DATA PROVIDED Block Start

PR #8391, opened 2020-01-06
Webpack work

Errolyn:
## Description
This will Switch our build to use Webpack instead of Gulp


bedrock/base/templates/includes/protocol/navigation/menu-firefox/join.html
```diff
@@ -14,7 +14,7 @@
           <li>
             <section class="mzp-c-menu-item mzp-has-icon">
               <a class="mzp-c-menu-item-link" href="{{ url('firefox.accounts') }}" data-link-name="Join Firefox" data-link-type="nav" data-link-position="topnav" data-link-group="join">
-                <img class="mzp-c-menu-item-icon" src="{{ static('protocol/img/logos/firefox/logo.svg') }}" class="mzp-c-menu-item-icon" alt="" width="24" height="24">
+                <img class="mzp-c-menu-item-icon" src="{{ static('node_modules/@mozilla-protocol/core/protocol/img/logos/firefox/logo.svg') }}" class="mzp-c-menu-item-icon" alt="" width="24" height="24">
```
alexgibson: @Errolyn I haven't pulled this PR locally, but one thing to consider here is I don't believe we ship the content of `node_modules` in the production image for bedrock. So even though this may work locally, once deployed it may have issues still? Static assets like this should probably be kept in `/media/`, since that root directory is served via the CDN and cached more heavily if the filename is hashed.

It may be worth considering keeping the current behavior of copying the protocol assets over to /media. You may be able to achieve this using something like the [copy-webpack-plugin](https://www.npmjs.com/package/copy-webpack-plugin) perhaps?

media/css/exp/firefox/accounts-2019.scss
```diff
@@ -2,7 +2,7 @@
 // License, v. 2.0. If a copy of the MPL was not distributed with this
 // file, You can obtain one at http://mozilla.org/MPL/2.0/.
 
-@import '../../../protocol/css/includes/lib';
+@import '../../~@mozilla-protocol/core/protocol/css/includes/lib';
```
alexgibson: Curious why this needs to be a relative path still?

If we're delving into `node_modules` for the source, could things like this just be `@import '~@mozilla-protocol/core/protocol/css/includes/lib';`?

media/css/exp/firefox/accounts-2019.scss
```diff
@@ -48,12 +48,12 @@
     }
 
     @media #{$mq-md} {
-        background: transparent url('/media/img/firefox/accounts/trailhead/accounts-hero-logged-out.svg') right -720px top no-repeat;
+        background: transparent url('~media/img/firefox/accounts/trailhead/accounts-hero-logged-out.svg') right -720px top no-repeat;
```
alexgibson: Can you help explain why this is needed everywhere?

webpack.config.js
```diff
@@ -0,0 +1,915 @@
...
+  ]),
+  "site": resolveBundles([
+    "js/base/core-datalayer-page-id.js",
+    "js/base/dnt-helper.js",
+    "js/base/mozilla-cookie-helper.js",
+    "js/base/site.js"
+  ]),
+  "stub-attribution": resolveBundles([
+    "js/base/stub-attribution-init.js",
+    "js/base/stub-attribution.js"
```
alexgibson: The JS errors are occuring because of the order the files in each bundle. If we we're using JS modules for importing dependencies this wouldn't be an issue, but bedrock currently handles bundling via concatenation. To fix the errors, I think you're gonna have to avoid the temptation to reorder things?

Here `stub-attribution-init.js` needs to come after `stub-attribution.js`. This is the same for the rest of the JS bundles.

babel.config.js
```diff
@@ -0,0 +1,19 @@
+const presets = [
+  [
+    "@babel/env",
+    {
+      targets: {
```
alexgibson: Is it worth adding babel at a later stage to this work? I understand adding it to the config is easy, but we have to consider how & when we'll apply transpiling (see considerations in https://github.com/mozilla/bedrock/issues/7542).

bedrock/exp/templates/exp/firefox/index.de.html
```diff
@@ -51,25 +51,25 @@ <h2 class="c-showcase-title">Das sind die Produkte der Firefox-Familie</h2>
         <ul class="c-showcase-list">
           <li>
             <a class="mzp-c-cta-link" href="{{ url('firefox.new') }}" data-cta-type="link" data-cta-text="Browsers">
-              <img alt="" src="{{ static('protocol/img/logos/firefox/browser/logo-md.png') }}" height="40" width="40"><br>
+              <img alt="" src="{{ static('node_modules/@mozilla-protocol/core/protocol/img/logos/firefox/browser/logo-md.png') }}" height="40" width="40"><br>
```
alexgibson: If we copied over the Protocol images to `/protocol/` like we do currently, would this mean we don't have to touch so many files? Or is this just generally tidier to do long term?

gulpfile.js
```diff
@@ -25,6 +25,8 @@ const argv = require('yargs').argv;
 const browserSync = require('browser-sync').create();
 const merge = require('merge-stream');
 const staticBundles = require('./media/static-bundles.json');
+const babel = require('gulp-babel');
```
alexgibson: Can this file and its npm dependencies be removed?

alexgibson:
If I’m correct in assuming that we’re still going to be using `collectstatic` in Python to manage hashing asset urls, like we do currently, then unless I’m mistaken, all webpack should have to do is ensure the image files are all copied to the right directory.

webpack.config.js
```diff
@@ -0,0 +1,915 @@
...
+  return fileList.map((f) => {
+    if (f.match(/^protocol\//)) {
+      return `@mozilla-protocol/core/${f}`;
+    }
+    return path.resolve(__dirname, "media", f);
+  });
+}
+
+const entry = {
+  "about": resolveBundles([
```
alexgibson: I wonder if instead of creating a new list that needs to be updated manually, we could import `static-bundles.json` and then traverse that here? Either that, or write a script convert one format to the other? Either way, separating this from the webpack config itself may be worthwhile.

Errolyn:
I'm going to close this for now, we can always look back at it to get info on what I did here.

DATA PROVIDED Block End
DATA PROVIDED Block Start

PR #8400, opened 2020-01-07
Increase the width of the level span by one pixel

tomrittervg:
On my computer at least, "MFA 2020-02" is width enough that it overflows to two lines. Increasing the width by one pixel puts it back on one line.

DATA PROVIDED Block End

WHAT YOU SHOULD DO:
For each line in the material above that holds the word "opened", add one to a count; state only the final number.

SOLUTION FOR THIS PROBLEM:
2